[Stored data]
+---+

PR #9541, opened 2023-02-05
rust: fix clippy warnings, doc comments

Xiretza:
## Description

First of all, I really like the direction that fish is taking here! I'd love to contribute to the porting effort; as a way to get myself familiar with the rust codebase so far, I decided to fix the low-hanging fruit reported by clippy. This should also allow developers to use use clippy for their newly written code without being overwhelmed by unrelated warnings.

+---+

# WHAT TO PRODUCE:
If a line above contains the string "warnings", count it, then give the total and nothing else.

# ANSWER SECTION:
2